» Directions for this task:
Among the entries that follow, find every line with the word "order" and list it.

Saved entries
PR #5102, opened 2020-07-07
Documentation Formatting

SkezzaB:
### Summary

Documentation formatting

### Checklist

- [x] This PR fixes an issue.

### DIFF
--- a/discord/iterators.py
+++ b/discord/iterators.py
@@ -173,16 +173,16 @@ class HistoryIterator(_AsyncIterator):
     """Iterator for receiving a channel's message history.
 
     The messages endpoint has two behaviours we care about here:
-    If `before` is specified, the messages endpoint returns the `limit`
-    newest messages before `before`, sorted with newest first. For filling over
-    100 messages, update the `before` parameter to the oldest message received.
+    If ``before`` is specified, the messages endpoint returns the `limit`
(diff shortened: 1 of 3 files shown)


discord/iterators.py
```diff
@@ -182,7 +182,7 @@ class HistoryIterator(_AsyncIterator):
     `after` parameter to the newest message received. If messages are not
     reversed, they will be out of order (99-0, 199-100, so on)
 
-    A note that if both before and after are specified, before is ignored by the
+    A note that if both `before` and `after` are specified, `before` is ignored by the
```
Gobot1234, line 185: This should be double base ticked right?

discord/iterators.py
```diff
@@ -471,7 +471,7 @@ class GuildIterator(_AsyncIterator):
     parameter to the newest guild received, If guilds are not reversed, they
     will be out of order (99-0, 199-100, so on)
 
-    Not that if both before and after are specified, before is ignored by the
+    Not that if both `before` and `after` are specified, `before` is ignored by the
```
Gobot1234, line 474: Same with this

discord/iterators.py
SkezzaB: Fixed in the latest commit

discord/iterators.py
SkezzaB: This too

PR #5107, opened 2020-07-08
Feature: Enable overriding default converters

james7132:
### Summary

Allows developers to globally alter default conversion behavior instead of hard-coding references to specific converters as the defaults. This is useful for making globally consistent conversion behavior that doesn't require importing a converter into every instance where the converter is required. An simple use case might be as parsing timedeltas using `pytimeparse` globally. A more a advanced use case might be changing the `discord.Member` converter to use a custom converter that uses `guild.query_members`  when the user is not in the immediate member cache, a potentially common use case for large bots with `guild_subscriptions` disabled.

### Checklist

- [ ] This PR fixes an issue.

I haven't directly tested these changes yet, but will soon. I might have missed a few points in the documentation.

### DIFF
--- a/discord/ext/commands/bot.py
+++ b/discord/ext/commands/bot.py
@@ -95,7 +95,8 @@ class _DefaultRepr:
 _default = _DefaultRepr()
 
 class BotBase(GroupMixin):
-    def __init__(self, command_prefix, help_command=_default, description=None, **options):
+    def __init__(self, command_prefix, help_command=_default, description=None,
+                 default_converters={}, **options):
         super().__init__(**options)
         self.command_prefix = command_prefix
         self.extra_events = {}
@@ -106,7 +107,9 @@ class BotBase(GroupMixin):
         self._before_invoke = None
         self._after_invoke = None
         self._help_command = None
-        self.default_converters = converters.DEFAULT_DISCORD_CONVERTERS.copy()
+        self._default_converters = {
+            **converters.DEFAULT_DISCORD_CONVERTERS.copy(), **default_converters
+        }
         self.description = inspect.cleandoc(description) if description else ''
         self.owner_id = options.get('owner_id')
         self.owner_ids = options.get('owner_ids', set())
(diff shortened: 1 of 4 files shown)


Vexs:
A concept like this has come up a lot in the discord- with some changes, it's pretty good to my mind. However, I've a number of issues with this particular implementation:

This change's capabilities far exceed it's naming- fundamentally, this allows you to link any class to a converter, which would be a far more used/useful capability than what it's currently named/intended for.

The user-exposed API is just a dict- this doesn't match anything in the library, and is a fairly poor interface in general for a lib. A better system might be to use decorators, a possible interface being:
```py
@bot.converter(class=someclass)
async def convert(......
```

james7132:
I'm not too fond of using decorators for something like this. I've changed it to use a constructor keyword argument instead with the intention that it the mapping be generally static throughout the lifetime of the client. Is this better?

Any suggestions for a better name for the parameter?

Vexs:
It's not unlikely for converters to be changed or added during the course of the bot's lifecycle as cogs are unloaded/loaded; This is a step backwards.
The only real option I see aside from exposing the dict directly is using a method (`bot.add/remove_converter(class, converter)`) which can tidily be wrapped in a decorator for ease of use.

james7132:
Thanks for bringing up cogs, I didn't think that far. However, I'm not sure how this feature interacts with cogs. My first intuition when I see such a declaration in a cog is that it's scoped only to that cog, whereas this current implementation is global. This would notably complicate the implementation and opens up multiple questions like "If two cogs implement the converter for the same type, and converters are global, which is used?" or "How do we ensure A's converter for a type is restored when B's converter for the same type is removed?". These questions and implementation, I think, are outside the scope of this PR, and should be addressed separately.

I kept the keyword argument for convenience, but added the client level add/remove methods and the decorator.

Rapptz:
I plan on doing a global type lookup kind of deal in a breaking version of the library near the future but not right now.

PR #5138, opened 2020-07-18
Use a subclass rather than monkey-patching for `ClientWebSocketResponse.close()`

jack1142:
### Summary

This PR makes use of `ws_response_class` argument in `ClientSession` so that d.py doesn't need to monkey-patch `ClientWebSocketResponse.close()` method.

### Checklist

- [ ] This PR fixes an issue.


jack1142:
I rebased the branch, it should be all good to go now.

PR #5167, opened 2020-07-29
Raise error when a cog with the same name is already registered

SebbyLaw:
# Summary

Currently, `Bot.add_cog` overwrites any existing cog in the internal cogs dictionary. The previously loaded cog is *not* ejected, and the listeners/commands added will indefinitely be registered to the bot. This change raises an error when a user tries to load a cog with the same name.

Alternative idea: Instead of always raising an error, add a kwarg (`override`? `force`?) that allows an already loaded cog to be overwritten in the internal dictionary and ejected from the bot properly.

### Checklist

- [x] This PR fixes an issue.

### DIFF
--- a/discord/ext/commands/bot.py
+++ b/discord/ext/commands/bot.py
@@ -489,7 +489,7 @@ class BotBase(GroupMixin):
 
         A cog is a class that has its own event listeners and commands.
 
-        .. versionchanged:: 1.5
+        .. versionchanged:: 2.0
 
             :exc:`.ClientException` is raised when a cog with the same name
             is already loaded.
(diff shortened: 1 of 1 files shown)


tripulse:
Yes, adding up a `override` or `force` kwarg or even a method, would've been helpful.

SebbyLaw:
Updated PR. Requesting review again.

discord/ext/commands/bot.py
```diff
@@ -515,8 +520,10 @@ def add_cog(self, cog):
         cog_name = cog.__cog_name__
         existing = self.__cogs.get(cog_name)
 
-        if existing:
-            raise discord.ClientException('a cog with name {0.__cog_name__} is already loaded'.format(existing))
+        if existing is not None:
+            if not override:
+                raise discord.ClientException('a cog with name %s is already loaded' % cog_name)
```
Rapptz, line 525:
```suggestion
                raise discord.ClientException('Cog named %r already loaded' % cog_name)
```

PR #6902, opened 2021-05-13
[commands] Update command.parent and command.parents docs

NextChai:
## Summary

Updated Command docs -> `parent`, `parents` and `root_parent` return a Group, not a Command. Although **Group** inherits from **Command**, a **Group** is not a **Command** and can be confusing for some.

Edited: added *root_parent*

## Checklist

- [ ] This PR fixes an issue.


proguy914629bot (approved):

proguy914629bot (approved):

Rapptz:
This change is technically wrong if someone implements their own subclass from `Command` that doesn't inherit from `Group` but I guess this is rare enough where this doesn't matter.

PR #6926, opened 2021-05-19
make create webhook consistent to create channel

pikaninja:
## Summary

in the create webhook method, name was a kwarg, but in create_x_channel, name is a positional, this pr makes them consistent

## Checklist

- [] This PR fixes an issue.


Rapptz:
This is probably not the approach I would have gone. I suspect requiring the `name` kwarg in the channel creation would have been more consistent.

PR #6932, opened 2021-05-20
add a webhook example

Euphyzr:
## Summary

Shows how to use `discord.Webhook` to send async and sync webhook messages and also using a discord client by fetching guild webhooks.

## Checklist

- [ ] This PR fixes an issue.

### DIFF
--- a/examples/basic_webhook.py
+++ b/examples/basic_webhook.py
@@ -1,0 +1,103 @@
+import asyncio
+import discord
+
+async def async_webhook():
+    import aiohttp
+
+    async with aiohttp.ClientSession() as session:
+        # webhook url anatomy:
+        # https://discord.com/api/webhooks/<id>/<token>
+
+        webhook = discord.Webhook.from_url(
+            # To create and get the webhook url:
+            # Server Settings > Integration > Webhooks > New Webhook > Copy Webhook Url
+            url = "your webhook url here",
+            # adapters are what define how your request should be handled
+            # here discord.AsyncWebhookAdapter is used since we're using aiohttp
+            adapter=discord.AsyncWebhookAdapter(session),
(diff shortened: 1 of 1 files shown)


apple502j:
1. We should have separate files for the three
2. and that's not how you use webhook.

Euphyzr:
I wished to make the webhook example self contained, thus one file. But I guess I can separate the client one. Regarding the usage, I didn't get how it's wrong. Can you please let me know? You wouldn't use webhooks to reply to a message true, but I wanted to highlight the mechanism.

numbermaniac:
Webhooks are often used for fetching something from an external website and posting it into a Discord channel; e.g. GitHub webhooks, Twitter webhooks, and so on. It's unusual for bots within Discord to be interacting with them in this way.

apple502j:
See https://discordpy.readthedocs.io/en/master/api.html#webhook-support for how to use webhook on discord.py 2.0.

Euphyzr:
Changed the example to delete and log when message contains "banned words" in a certain guild using webhook. Also, use webhook to log unhandled event exceptions. Hopefully, this is a more practical example. Updated the code to discord.py 2.0 as well.

Rapptz (changes requested):
As it stands I'm not really a big fan of this example. I think it tries to do too much rather than doing a simple thing.

Also please note that the library uses single quotes, not double quotes.

Tari-dev (changes requested):
Loop kwarg of aiohttp.ClientSession is deprecated since version 2.0.

JDJGInc:
You should probaly redesign it, so it's properly passing the session to the bot, like don't use a self.loop
Those don't exist in later aiohttp versions

PR #6937, opened 2021-05-21
added embeds.py example

Daishiky:
added example for embeds in the **examples** folder.

### DIFF
--- a/examples/embeds.py
+++ b/examples/embeds.py
@@ -1,0 +1,2 @@
+import discord
+from discord.ext import commands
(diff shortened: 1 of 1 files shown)


kaylynn234:
As it stands, this is superfluously commented and the comments themselves are quite poor. Additionally the duplication here is unheloful and the formatting is not in line with the rest of the library. Likewise I'm not sure if this is really a "practical" example of an embed - the command stands on its own without much context or reason for implementation. This example doesn't really convey why you should use an embed, and considering parts of it are invalid (i.e an argument to `url` that is badly formed) I don't think it's really helpful to others. As far as I know rapptz generally prefers discussion before examples PRs are opened, so in the future you may want to discuss things like this within [discord.py's support server](https://discord.gg/dpy) before opening a PR.

Rapptz:
This example is exceedingly low quality, sorry.

PR #6956, opened 2021-05-26
Add Member.get_role

mikeshardmind:
## Summary

  - Adds an efficient way to check if a member has a role by ID.

     This is done in a way consistent with the existing user API of the
     library.

     The more debated Member.has_role_id/has_role is intentionally not
     included for review at this time given the heavy bikeshedding of it.
 
If this is not something to be included yet or needs further discussion first, I have no issues with this being closed or delayed, but I figured getting the part that wasn't as controversial and was beneficial to those currently directly using the internals started was worth it.

## Checklist

- [ ] This PR fixes an issue.

### DIFF
--- a/discord/member.py
+++ b/discord/member.py
@@ -830,3 +830,20 @@ class Member(discord.abc.Messageable, _BaseUser):
             user_id = self.id
             for role in roles:
                 await req(guild_id, user_id, role.id, reason=reason)
+
+    def get_role(self, role_id: int) -> Optional[discord.Role]:
+        """Returns a role with the given ID from roles which the member has.
+
+        .. versionadded:: 2.0
+
+        Parameters
+        -----------
+        role_id: :class:`int`
+            The ID to search for.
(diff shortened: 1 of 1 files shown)


discord/member.py
```diff
@@ -830,3 +830,20 @@ async def remove_roles(self, *roles: Snowflake, reason: Optional[str] = None, at
             user_id = self.id
             for role in roles:
                 await req(guild_id, user_id, role.id, reason=reason)
+
+    def get_role(self, role_id: int) -> Optional[discord.Role]:
+        """Returns a role with the given ID from roles which the member is in.
```
numbermaniac, line 835:
```suggestion
        """Returns a role with the given ID from roles which the member has.
```
I think it's a bit more common to say that a member *has* certain roles, rather than saying that the member is *in* those roles.

Rapptz: Ditto

PR #6974, opened 2021-05-28
Add Role.is_assignable

tylergibbs2:
## Summary

Adds the ability for bots to quickly and efficiently check whether or not a `Role` is assignable to members by the logged in user.

Pros:

* Solves an issue that is commonly brought up in the help channels (Role hierarchy management/checking)
* Precedence with this type of method in the library (`Emoji.is_usable`)
* In case of future updates by Discord, this new method allows for the library to update the check rather than having library users update their own implementation of the check.

Bikeshed discussion: https://discord.com/channels/336642139381301249/603069307286454290/847640778485268520

## Checklist

- [ ] This PR fixes an issue.

### DIFF
--- a/discord/role.py
+++ b/discord/role.py
@@ -258,6 +258,13 @@ class Role(Hashable):
         """
         return self.tags is not None and self.tags.is_integration()
 
+    def is_assignable(self):
+        """:class:`bool`: Whether the role is able to be assigned by the logged in user.
+
+        .. versionadded:: 2.0
+        """
+        return not self.is_default() and not self.managed and self.guild.me.top_role > self
+
     @property
     def permissions(self):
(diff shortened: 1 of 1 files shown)


discord/role.py
```diff
@@ -258,6 +258,13 @@ def is_integration(self):
         """
         return self.tags is not None and self.tags.is_integration()
 
+    def is_assignable(self):
+        """:class:`bool`: Whether the role is able to be assigned by the logged in user.
```
Rapptz, line 262:
```suggestion
        """:class:`bool`: Whether the role is able to be assigned or removed by the bot.
```

Rapptz (commented):
There can be some optimisation opportunities here but it's outside the scope of the PR. There's a minor documentation nit.

PR #6977, opened 2021-05-28
Fix bug in ui.View __slot__

sizumita:
## Summary

There was an error because _stopped and _timeout_handler were not in __slots__.

## Checklist

- [x] This PR fixes an issue.


Rapptz:
Slots are being removed locally since it doesn't make sense for a class that can be subclassed.

PR #6978, opened 2021-05-28
Fix `role.is_assignable()`

TheOneMusic:
## Summary

Since a discord client can be the owner of a maximum of 10 guilds, `role.is_assignable()` should take care of this case. This PR fixes this issue.

## Checklist

- [x] This PR fixes an issue.


Rapptz (commented):
Performance on this could be improved still but thanks.

PR #6985, opened 2021-05-29
Add documentation to user.mutual_guilds

lukenamop:
## Summary

`user.mutual_guilds` requires `Intents.members` (privileged intent) to be enabled because it uses `guild.get_member()`, this is important for anyone who may want to use it to know.

## Checklist

- [ ] This PR fixes an issue.


JDJGInc:
Yeah this would should help some people :D

Rapptz:
This note is actually not true. It requires cache to be enabled, which is similar but different. I also think it's kind of implied/obvious.

wblazej (approved):
That's right, it's quite helpful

» Solution below:
     reversed, they will be out of order (99-0, 199-100, so on)
     will be out of order (99-0, 199-100, so on)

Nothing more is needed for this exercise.